Mirror symmetry and Fukaya categories of singular hypersurfaces
Maxim Jeffs
TL;DR
This work provides a principled A-model construction for the Fukaya category of singular hypersurfaces by localizing the Fukaya category of nearby fibers at Seidel's natural transformation, and proves an A-model analog of Orlov's Knörrer periodicity: for a smooth affine $X$ and a polynomial $f$ with a single critical fiber, $D^{\pi}\mathcal{W}(f^{-1}(0))$ is equivalent to $D^{\pi}\mathcal{W}(X\times\mathbb{C},zf)$ after inverting $s$. The authors establish an upgraded Abouzaid–Auroux–Katzarkov equivalence between $\mathcal{W}(f^{-1}(t))$ and $\mathcal{W}(X\times\mathbb{C},z(f-t))$, extend it to relative/fiberwise-stop contexts, and then deduce the Knörrer-type equivalence via stop-removal and generation, yielding HMS-type statements at large complex structure limits for abelian varieties. The paper also demonstrates concrete mirror-symmetry consequences, including the Tower of Pants, nodal curves, and elliptic curves, and discusses generalizations in the Gross–Siebert program linking large complex/volume limits through the family Floer framework. Overall, it provides a robust bridge between singular symplectic geometry, LG models, and mirror symmetry, with potential extensions to complete intersections and logarithmic structures.
Abstract
We consider a definition of the Fukaya category of a singular hypersurface proposed by Auroux, given by localizing the Fukaya category of a nearby fiber at Seidel's natural transformation, and show that this possesses several desirable properties.
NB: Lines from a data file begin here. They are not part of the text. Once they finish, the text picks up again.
PR #9193, opened 2025-02-03
fix: make traffic usage test more robust by using this month's actual numbers

thomasheartman:
The test was breaking because it assumed a month would have at least
30 days.

Because the test relies on the current month, this isn't necessarily true.

Further, there's parts of the code that relies on "impure" state via
the "current date" (which will change based on when you run it), so
setting a specific month in the test won't work.

As such, this test makes the calculation explicit and uses the number
of days in the current month.


nunogois (approved):
LGTM. Thanks for having a look!

sighphyre (approved):
LGTM

gastonfournier (approved):
Nice!

PR #9195, opened 2025-02-03
chore: drop release plan template view permissions

nunogois:
https://linear.app/unleash/issue/2-3225/drop-the-release-template-view-permissions

Drops the release plan template view permissions in favor of an "open by default" approach.

Should merge the Enterprise PR first.


gastonfournier (approved):
LGTM!

PR #9197, opened 2025-02-03
fix: heroku reset for tests

kwasniew:
## About the changes

Heroku CLI needs to be installed explicitly
https://github.com/AkhileshNS/heroku-deploy/issues/188#issuecomment-2556617195


gastonfournier (approved):
Thanks! LGTM!

PR #9203, opened 2025-02-04
fix: now hydration event is being returned if revision does not exist in cache

sjaanus:
Now when customer is coming with revision ID that does not exist in cache, we return hydration.

### DIFF
--- a/src/lib/features/client-feature-toggles/delta/client-feature-delta-api.e2e.test.ts
+++ b/src/lib/features/client-feature-toggles/delta/client-feature-delta-api.e2e.test.ts
@@ -270,3 +270,54 @@ test('should get segment updated and removed events', async () => {
         ],
     });
 });
+
+test('should return hydration if revision not in cache', async () => {
+    await app.createFeature('base_feature');
+    await syncRevisions();
+    const { body, headers } = await app.request
+        .get('/api/client/delta')
+        .expect(200);
+    const etag = headers.etag;
+
+    expect(body).toMatchObject({
+        events: [
+            {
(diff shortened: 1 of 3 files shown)


src/lib/features/client-feature-toggles/delta/client-feature-delta-api.e2e.test.ts
```diff
@@ -270,3 +270,54 @@ test('should get segment updated and removed events', async () => {
...
+
+    expect(deltaBody).toMatchObject({
+        events: [
+            {
+                type: DELTA_EVENT_TYPES.FEATURE_UPDATED,
+            },
+        ],
+    });
+
+    const { body: rehydrationBody } = await app.request
```
sjaanus, line 311: We are sending 1, which does not exist in cache.

src/lib/features/client-feature-toggles/delta/delta-cache.ts
```diff
@@ -12,6 +12,22 @@ export class DeltaCache {
     constructor(hydrationEvent: DeltaHydrationEvent, maxLength: number = 20) {
         this.hydrationEvent = hydrationEvent;
         this.maxLength = maxLength;
+
+        this.addBaseEventFromHydration(hydrationEvent);
```
sjaanus, line 16: This is important change. Previously when we were initializing environment, we just filled hydration event. But hydration event changes in time, so we also need to add an event with same revision id as base event to event queue.

This way if customer got hydration with rev 100, and hydration now moves to 101, customer is coming back with 100, we need to have reference to 100.

FredrikOseberg (approved):
LGTM

PR #9205, opened 2025-02-04
chore(1-3335): filters data coming from the API to remove data points we're not  interested in

thomasheartman:
Implements a function that cleans and filters incoming data from the
new traffic API.

Specifically, it:
- Removes `/edge` data points
- Removes any data from before may 2024, which is the first full month we have on record

Because all uses of the existing hook do this filtering themselves, I
have added the filtering at the hook level. This is to avoid
forgetting this filtering later. If we find out we need this data, we
can move the filtering.


daveleek (approved):
Great! Love the naming and the constants, very clear!

PR #9207, opened 2025-02-04
feat: render markdown in toats

gastonfournier:
## About the changes
Toasts sometimes render messages that are in markdown format. This changes how we display them from 
image
to this:
Screenshot from 2025-02-04 15-23-36


nunogois (approved):
Bit unsure about the usage of `h3` as a wrapper of our markdown. Maybe @thomasheartman will have some thoughts.

nunogois:
> > Bit unsure about the usage of `h3` as a wrapper of our markdown. Maybe @thomasheartman will have some thoughts.
> 
> It was already there and doesn't look bad to the eye :D
> 
> Happy to change this later if needed, I'll delay merging this until later today to give Thomas a chance

I also think it's fine to merge as is and follow up on a separate PR if needed 👍

PR #9209, opened 2025-02-04
fix: license banner using message type

gastonfournier:
## About the changes
Actually uses messageType and maps from warn to warning.


nunogois (approved):
Nice! However I wonder if the `Banner` component should be smart enough to understand `warn` instead (move this logic to the banner component).

gastonfournier:
> Nice! However I wonder if the `Banner` component should be smart enough to understand `warn` instead (move this logic to the banner component).

I think the banner component defines an interface and the client needs to comply with it. Unfortunately I used the short version of warning in the license and it's only intended to be used in the banner, but eventually this can be used elsewhere... so I'm fine mapping from one domain to the other

PR #9217, opened 2025-02-05
chore: clear scim fields when deleting user + migration for existing cases

daveleek:
users.scim_id is unique and will cause collision errors when reinserted.

PR adds a migration that clears scim_id and scim_external_id fields on deleted users, and clears scim_id and scim_external_id when deleting users through user store


chriswk:
scim_id is our generated id though, so new insert === new scim_id. scim_external_id on the other hand, that comes from whatever system is trying to sync with us.

chriswk (approved):
LGTM

PR #9219, opened 2025-02-05
refactor: add functions to estimate monthly usage from data directly

thomasheartman:
Adds new monthly estimation functions that operate on raw usage data instead of chart data. This brings those methods in line with the rest of the traffic calculation functions that we have in that file and means we can remove other external dependencies. 

 This is somewhat inspired by #9218, but not directly linked.

### DIFF
--- a/frontend/src/component/admin/network/NetworkTrafficUsage/NetworkTrafficUsage.tsx
+++ b/frontend/src/component/admin/network/NetworkTrafficUsage/NetworkTrafficUsage.tsx
@@ -47,7 +47,6 @@ import {
     calculateEstimatedMonthlyCost,
 } from 'utils/traffic-calculations';
 import { currentDate, currentMonth } from './dates';
-import { endpointsInfo } from './endpoint-info';
 import { type ChartDataSelection, toDateRange } from './chart-data-selection';
 import {
     type ChartDatasetType,
@@ -301,7 +300,6 @@ const NewNetworkTrafficUsage: FC = () => {
                                         chartDataSelection.grouping === 'daily'
                                             ? usageTotal
                                             : averageTrafficPreviousMonths(
-                                                  Object.keys(endpointsInfo),
                                                   traffic.usage,
                                               )
                                     }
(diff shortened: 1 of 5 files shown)


frontend/src/component/admin/network/NetworkTrafficUsage/NetworkTrafficUsage.tsx
```diff
@@ -245,10 +247,7 @@ const NewNetworkTrafficUsage: FC = () => {
     );
 
     const estimatedMonthlyCost = calculateEstimatedMonthlyCost(
-        chartDataSelection.grouping === 'daily'
-            ? chartDataSelection.month
-            : currentMonth,
-        data.datasets,
+        traffic.usage?.apiData,
```
thomasheartman, line 250: This ? is because `usage` might be undefined. This is because the hook doesn't account for whether you have data or not. I'll address this in (yet another) followup.

frontend/src/component/admin/network/NetworkTrafficUsage/average-traffic-previous-months.ts
thomasheartman, line 1: This was an incidental refactoring. Because we now filter the data before it goes to the compnoent, we can remove this filtering right here.

thomasheartman, line 1: This was an incidental refactoring. We now filter the data before it goes into the component, so we can drop it here. Additionally, we have the current month defined elsewhere.

frontend/src/hooks/useTrafficData.ts
thomasheartman, line 1: This is moving the old functions back to where they were originally defined. Because we no longer want them in traffic-calculations, we might as well put them back so we remember to delete them.

frontend/src/utils/traffic-calculations.test.ts
thomasheartman, line 1: The changes here are all about testing the new implementations against the old one. Given the same data in, they should get the same result out.

daveleek (approved):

Firstly, we prove an A-side analog of Orlov's derived Knörrer periodicity theorem by showing that Auroux's category is derived equivalent to the Fukaya-Seidel category of a higher-dimensional Landau-Ginzburg model. Secondly, we describe how this definition implies homological mirror symmetry for some large complex structure limit degenerations of abelian varieties.